Repeat only the lines below from the one containing "PR #118, opened 2015-11-13" through the one containing "master: 2de657fea45fa0669d65876f734f305745b69000", inclusive, exactly as written.
(Available records begins)
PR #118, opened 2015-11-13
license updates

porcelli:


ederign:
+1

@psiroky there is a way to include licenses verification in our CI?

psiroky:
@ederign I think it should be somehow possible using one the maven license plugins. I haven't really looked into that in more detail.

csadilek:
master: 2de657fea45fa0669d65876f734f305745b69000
(Available records ends)
(Available records begins)
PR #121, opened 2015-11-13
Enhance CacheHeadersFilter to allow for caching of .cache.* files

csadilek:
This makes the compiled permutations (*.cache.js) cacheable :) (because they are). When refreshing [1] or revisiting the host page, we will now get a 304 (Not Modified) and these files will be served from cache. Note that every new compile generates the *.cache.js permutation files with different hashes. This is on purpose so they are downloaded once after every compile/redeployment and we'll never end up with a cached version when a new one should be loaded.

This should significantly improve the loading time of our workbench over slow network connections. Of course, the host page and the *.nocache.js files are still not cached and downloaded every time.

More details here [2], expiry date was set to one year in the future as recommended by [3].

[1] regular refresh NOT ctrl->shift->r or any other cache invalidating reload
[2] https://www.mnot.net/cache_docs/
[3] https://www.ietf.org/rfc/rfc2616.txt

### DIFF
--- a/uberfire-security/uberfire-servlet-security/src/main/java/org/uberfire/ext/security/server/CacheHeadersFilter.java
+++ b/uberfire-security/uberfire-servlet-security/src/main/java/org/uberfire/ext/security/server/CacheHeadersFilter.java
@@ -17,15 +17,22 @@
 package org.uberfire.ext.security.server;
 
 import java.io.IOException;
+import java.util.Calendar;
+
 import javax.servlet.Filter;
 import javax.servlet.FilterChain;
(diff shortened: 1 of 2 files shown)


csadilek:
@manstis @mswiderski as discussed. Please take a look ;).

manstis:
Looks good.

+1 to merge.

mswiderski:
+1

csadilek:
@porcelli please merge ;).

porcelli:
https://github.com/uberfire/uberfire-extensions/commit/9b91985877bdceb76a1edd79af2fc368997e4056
(Available records ends)
● **Reply**
PR #118, opened 2015-11-13
license updates

porcelli:


ederign:
+1

@psiroky there is a way to include licenses verification in our CI?

psiroky:
@ederign I think it should be somehow possible using one the maven license plugins. I haven't really looked into that in more detail.

csadilek:
master: 2de657fea45fa0669d65876f734f305745b69000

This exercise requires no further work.